I’m sure slabbed values are tricky, especially with small sample sizes. But why would the value of the 9.6 be linked to a 9.9 grade and not the closer 9.8 grade?
Is there a way to change this in CLZ? I’m sure this is more an issue with coverprice than CLZ, just curious.
Yup, Reinharc has it. You’d think it would be easiest to “just use the closest grade” - but unfortunately there’s a lot more nuances when trying to provide a replacement value when there’s no sales data available for a given book in a given grade. What if the next closest grade to your copy has a sale from years ago before there was any interest in the book, but there is a sale from 2 days ago that is 2 grades away? What if the closest grade has an auction sale that ended at 2 am from a shady seller and went for WAY lower than a somewhat lower grade sale from a reputable seller that sold a few days earlier for much higher? Building a logical system to handle the various scenarios is something we’ve been working on, but for now we use a simpler, albeit flawed, technique.

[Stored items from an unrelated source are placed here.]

PR #165, opened 2026-07-01
feat(agents): principal/mail-owner decoupling + bounce two-key-space (ADR 0027 slice 2b)

forge-rubigd:
Slice 2b of 4 — the data-touching half of read scoping. Builds on 2a (#164, merged). Owner decoupling + one-time rekey + the bounce two-key-space union.

## Owner decoupling
In multi-agent mode an inbox's **synced upstream mail is keyed by the inbox name** (its mail-owner), not a login — so several agents sharing an inbox read the same records. The single-agent / back-compat path is **unchanged** (mail stays keyed by the implicit agent; no rekey).

Wired through a `mailOwner(inbox)` resolver: the syncer owner, the IMAP read face, and the admin held queue all key synced mail by it.

## Migration (one-time rekey)
`InboundStore.RekeyOwnersToInbox()` rewrites each **synced** record's owner to `NormInbox(inbox)`, **only** for `UpstreamUID != 0`. Locally-generated records (bounces, `UpstreamUID == 0`) keep their originating-agent owner. The synced **dedup index moves with each record**, so a later re-sync still dedups instead of duplicating. Idempotent (a record already inbox-owned is skipped), so it runs safely at every multi-agent startup; the single-agent path never calls it.

## Bounce two-key-space (the privacy contract)
A bounce is keyed to its **originating agent** (Owner) AND the **inbox the failed submission was for** (bounce now carries `Inbox`, threaded from the submission). The read face unions, per selected inbox X:
- **synced mail** — `List(mailOwner(X), X)`, shared by every reader of X;
- **the connecting agent's own bounces** — `List(agent, X)`, private to that agent.

So a read-only co-agent on a shared inbox **never** sees another agent's bounce. When the two owners coincide (single-agent) one List already holds both. Per-message store operations (SetSeen, keyword writes, content fetch) key on **each message's own `m.Owner`**, since a selected inbox now mixes the two owner spaces.

## Guard
An agent name may not equal an inbox name — they share the store's owner namespace once mail is keyed by inbox, so an overlap could leak an agent's bounces to co-readers. Rejected at config load.

## Tests
- `TestRekeyOwnersToInbox`: synced rekeyed to inbox owner, bounce left at its agent owner, dedup index moved (re-sync dedups), idempotent second run.
- `TestGenerateKeysOwnerAndInbox`: a bounce carries both owner and submission-inbox.
- `TestIMAPBouncePrivacyOnSharedInbox`: two agents share inbox "work" — each sees the shared synced message + only its own bounce, never the other's.
- `TestValidateAgentInboxNameCollision`: agent-name == inbox-name rejected.
- All existing tests pass unchanged (back-compat: single-owner path, no rekey).

## Cross-package touch
- `internal/inbound` (store): new `RekeyOwnersToInbox` on the interface + bbolt.
- `internal/bounce`: `Bounce.Inbox` threaded from the submission.
- `internal/admin`: held queue keys by the per-inbox mail-owner (`SetInboundHolds` takes a resolver).
- `cmd/darbaan/main.go`: builds the `mailOwner` resolver, runs the startup rekey in multi-agent mode, threads it to sync / read / held-queue.

## Not in this slice
SMTP send-scoping (slice 3), audit acting-agent id + docs + ADR finalize (slice 4).

### DIFF
--- a/cmd/darbaan/main.go
+++ b/cmd/darbaan/main.go
@@ -221,45 +221,62 @@ func (c *CLI) resolveInboxes() ([]inboxcfg.Inbox, error) {
 	return inboxes, nil
 }
 
+// principalWiring is the resolved multi-agent auth for the serve loop (ADR 0027):
+// the login principals, the synced-mail owner key per inbox, and whether the
+// mail-owner is decoupled from the login (multi-agent mode).
+type principalWiring struct {
+	principals []listener.Principal
+	// mailOwner is an inbox's synced-mail store owner: its own name in multi-agent
+	// mode (so agents sharing an inbox read the same records), or the single
+	// implicit agent in back-compat mode (unchanged store keys).
+	mailOwner func(inbox string) string
+	// decoupled is true in multi-agent mode, where synced mail is keyed by inbox
+	// name and existing records are rekeyed once at startup.
+	decoupled bool
+}
+
 // resolvePrincipals resolves the configured agent principals (ADR 0027): the
 // `agents:` list, each a login with per-inbox grants and a password read from
 // DARBAAN_AGENT_<NAME>_PASSWORD (ADR 0012). With no `agents:` list it returns a
 // single implicit agent authenticated by DARBAAN_AGENT_PASS, granted every inbox
-// read+send — the back-compat single-agent path, unchanged. Grants are validated
-// here; their enforcement (read/send scoping) lands in a later increment.
-func (c *CLI) resolvePrincipals(inboxes []inboxcfg.Inbox) ([]listener.Principal, error) {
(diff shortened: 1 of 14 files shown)


sora-rubigd (approved):

yaad-rubigd (approved):
Approved (slice 2b). Full review complete: idempotent synced-only owner rekey (bounces keep originating owner, dedup index moves), bounce two-key-space with the co-reader-never-sees-another-agent's-bounce invariant proven by TestIMAPBouncePrivacyOnSharedInbox, per-message ops key on m.Owner, agent==inbox-name collision guard, back-compat clean. (Re-posting; my earlier approve did not register.)

PR #766, opened 2022-02-01
tidy autocomplete styles

### LINKED ISSUE #679: `NameSearchInput` on detail views could look better
Just taking a little walk around and being picky.

image

This input here has been annoying me somewhat 🤔 

Some possible things:
- Wider? Though, don't really want the input itself to be much wider.. the popover could be wider.. or the input itself could expand when you press on it, like the search bar on the list view pages
- More shadow around the popover?

mark-prins:
Fixes #679 

Added the option to expand the popper width as needed, when doing so have set the `minWidth` because I think it looks silly when the popper is not as wide as the input.

Added `boxShadow` to all Autocompletes as I think it looks nice.

Updated the name search input to use auto width; added a story to demonstrate the option.


joshxg (approved):
Very nice 😁

PR #767, opened 2022-02-02
remove batch & expiry table

### LINKED ISSUE #734: Detail view add/edit item modal: 'Static' panel of tabs
The tabbing of the 'static' panel/part of the tabs in a few of the edit item modals (The inbound shipment is the best to test with): 

image

is a little weird.

Because this is two tables, the tab order doesn't move through the row nicely and instead does just the static area. The motivation for implementing this as two tables is to ensure the LHS columns are a static width. Because we use flexing widths, if the widths differ between columns it's likely that the 'static' columns change also.

In some ways this is not too bad, because it means when you navigate to a tab, you're able to tab just the columns of that tab. However, the initial tab is then a little odd.

So, I'm not sure. Probably better to just have a standard & predictable tab order, moving from left to right, which would mean that this should become a single table. Then, we could look at redoing the original implementation using a background with an absolute position. Some other options could be to implement a way to 'style' a column (i.e. add a background to the column) - which might be useful. Also could look at implementing a 'maxWidth' property in addition to the current `minWidth` and `width` properties

mark-prins:
Fixes #734 

Removed the batch and expiry table and moved those columns into each of the other tables.
To support that -
- added a `maxWidth` prop
- added a `backgroundColor` prop : went with the specific use case, rather than a more helpful implementation of `style`. when we need that, we can add it in and remove the background colour
- adjusted the row padding: as the fixed height, combined with the really big padding meant that the background overlayed and looked too dark in between the rows. As it is, I've used slightly more padding than necessary to hide the expando row

### DIFF
--- a/packages/common/src/ui/layout/tables/columns/types.ts
+++ b/packages/common/src/ui/layout/tables/columns/types.ts
@@ -74,6 +74,8 @@ export interface Column<T extends DomainObject> {
 
   width: number;
   minWidth: number;
+  maxWidth?: number;
+  backgroundColor?: string;
 
   Cell: JSXElementConstructor<CellProps<T>>;
   Header: JSXElementConstructor<HeaderProps<T>>;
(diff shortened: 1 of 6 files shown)


joshxg (approved):
Sweet!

So we use what’s called - Most Common Condition Fair Market Value. We look at which grade (if your copy is slabbed, we look at the slabbed sales, if its raw we look at the raw sales) has the most recorded sales. We then use the FMV for that grade as a substitute (however we show you we’re using that different grade so if you want to come up with a value on your own you can do that).
In this case there was a relatively low sample size of slabbed copies recorded as sold. That is product of it being a newer book (from this past summer) AND the fact that sellers list this book in a LOT of different ways - making it hard to auto match sales to our comic database. Some refer to it as SDCC, some as KRS, some as Comic Mint, some as TCM, some as virgin, some leave the virgin part off, some mention the cover artist Sozomaika, etc. We store meta data about each comic/magazine to help with auto matching sales to books in the database but you’d imagine that with over 700K books in the database it can be more of an art than a science.
The good news here is that I was able to locate a few more slabbed sales, so now we have more 9.8 data points than other grades - making the 9.8 the MCCFMV (as opposed to the previously used 9.9). I still don’t see a 9.6 sale recorded so you’ll end up with the 9.8 FMV for both your 9.8 and 9.6 copy; but if you wanted you could always estimate the value of the 9.6 lower than the 9.8 and enter that value in CLZ (this feature is also available on CovrPrice).
Hope that helps and thank you to @Reinharc for jumping in.
Is it possible to have the ‘grade’ that was used to get the value as a separate field ?? That field can then be selected under the “Manage Column Favorites” to be included in the “list view”, *.pdf file and also when creating an export *.csv to be used in a Excel spreadsheet and other places i dont know about. This would help to identify CovrPrice values that needs extra attention. Thanks
CLZ would have to comment on features in their program. Some other considerations here:
You’re showing the UK edition for ASM #35. There’s going to be very few sales available for a book like that, and as such, you will almost assuredly get an MCCFMV type of value, as there’s a high likelihood that no sales data is available for your grade.
Values can only be exported by yearly CP subscribers, so if you’re looking for some sort of my grade, MCC grade, and price type of export, such a feature would be dependent on CP subscription type.
A lot of the books are like that, ASM are now fixed.
I am a yearly subscriber to both CLZ and CovrPrice.
Is it possible to have CoverPrice return a “CoverPrice Grade” so that it can be selected to display on views and reports?? Fox example: In the screen shot below it would help if we could display a “CovrPrice Grade” in addition to “CovrPrice Value” , the way its shown now is incorrect - the value $145 is not for a grade 4.0 but for a most common grade 6.0.